Cassandra
Cassandra can be thought of as a fancy distributed key-value store (technically a wide-column store). The Cassandra persistence backend offers good performance and durability.
To configure the use of the Cassandra persistor, at a minimum, you’ll need to specify connect.store.type=cassandra
. Here are the other options:
connect.store {
type = cassandra
endpoints = ["localhost:9042"]
local-datacenter = datacenter1
keyspace = thatdot
should-save-snapshots = true
should-create-tables = true # Whether or not to create tables if they don't already exist
should-create-keyspace = true # Whether or not to create the specified keyspace if it doesn't already exist
}
The settings other than type
are optional, and given here with their default values. This will be sufficient to connect to a Cassandra on localhost with the default configuration.
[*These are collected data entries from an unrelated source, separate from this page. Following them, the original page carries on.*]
PR #72, opened 2022-07-15
Instrumentation directory structure and AWS instrumentation class

carolabadeer:
Hello!

This PR contains the initial setup and barebones of the AWS SDK Instrumentation class as well as the directory structure for adding library instrumentations. The organization of the instrumentation directory is similar to the style used in the opentelemetry-php-contrib repo to aim for a consistent experience for our customers. 

These changes and others that will follow are related to implementing instrumentation for AWS SDK mentioned in [issue #688](https://github.com/open-telemetry/opentelemetry-php/issues/688).

PR #75, opened 2022-08-11
Support for AWS SDK PHP Instrumentation

carolabadeer:
Hi! 

This PR builds on the work completed in #72 and contains the implementation that allows for instrumenting the AWS SDK in PHP. The [runkit7 library](https://www.php.net/manual/en/book.runkit7.php) is used to patch methods from the [AWS Client class](https://github.com/aws/aws-sdk-php/blob/master/src/AwsClient.php) and create spans. 

Depends on #797 in opentelemetry-php to get access to `TracerProvider`.


tests/Unit/Instrumentation/AwsSdk/AwsSdkInstrumentationTest.php
```diff
@@ -37,6 +43,68 @@ public function testInstrumentationInit()
...
+
+        $this->assertSame(
+            $awsSdkInstrumentation->getPropagator(),
+            $propagator
+        );
+    }
+
+    public function testSetTracerProvider()
+    {
+        $spanProcessor = new SimpleSpanProcessor(new ConsoleSpanExporter());
```
brettmc, line 68: The start of this and the next couple of tests is duplicated, so you could move it into a `setUp()` method, and make the variables you need to refer to into class variables instead of local.

brettmc:
Looking good. Because this is dependent on https://github.com/open-telemetry/opentelemetry-php/pull/797 let's make sure we wait for that to be merged first (and a new release tagged). I think you should also bump the version constraint on the main otel package to >= 0.0.15 (the next version).

src/Instrumentation/AwsSdk/AwsSdkInstrumentation.php
```diff
@@ -37,8 +46,90 @@ public function init(): bool
...
+        $this->root->end();
+    }
+
     public function activate(): bool
     {
+        AwsGlobal::setInstrumentation($this);
+
+        try {
+            $this->root = $this->getTracer()->spanBuilder('AwsSDKInstrumentation')->setSpanKind(SpanKind::KIND_CLIENT)->startSpan();
+            $this->root->activate();
```
brettmc, line 85: very important that you store the `$scope` you get back from activating a span, and ensure you `::detach()` it when you end the root span. This goes for any span that you activate, and we recommend doing it in a try/finally block

tests/Unit/Instrumentation/AwsSdk/AwsSdkInstrumentationTest.php
```diff
@@ -4,11 +4,29 @@
...
 use PHPUnit\Framework\TestCase;
 
 class AwsSdkInstrumentationTest extends TestCase
 {
+    private TracerProvider $tracerProvider;
+    private AwsSdkInstrumentation $awsSdkInstrumentation;
+
+    protected function setUp(): void
+    {
+        $spanProcessor = new SimpleSpanProcessor(new ConsoleSpanExporter());
```
brettmc, line 23: phpunit will probably be unhappy if this exporter ever actually exported anything (tests shouldn't create output).
Because this is a unit test, and your code should depend on interfaces, you can use mock objects: `$this->tracerProvider = $this->createMock(TracerProvider::class)`. The only "real" class that you should use is the class(es) you're testing: AwsSdkInstrumentation

tests/Unit/Instrumentation/AwsSdk/AwsSdkInstrumentationTest.php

If the specified keyspace doesn’t already exist on the Cassandra cluster, it will be created on startup, by executing:
CREATE KEYSPACE IF NOT EXISTS thatdot WITH replication = {'class': 'SimpleStrategy', 'replication_factor': '1'}
The same goes for the tables in that keyspace that thatDot uses: journals
, snapshots
, and standing_queries
- they will be created on startup if they don’t already exist.
Server deployment
Self-hosted Cassandra
JDK8 is required. OpenJDK is recommended.
Instructions to install Cassandra from .deb
or .rpm
are on https://cassandra.apache.org/download/.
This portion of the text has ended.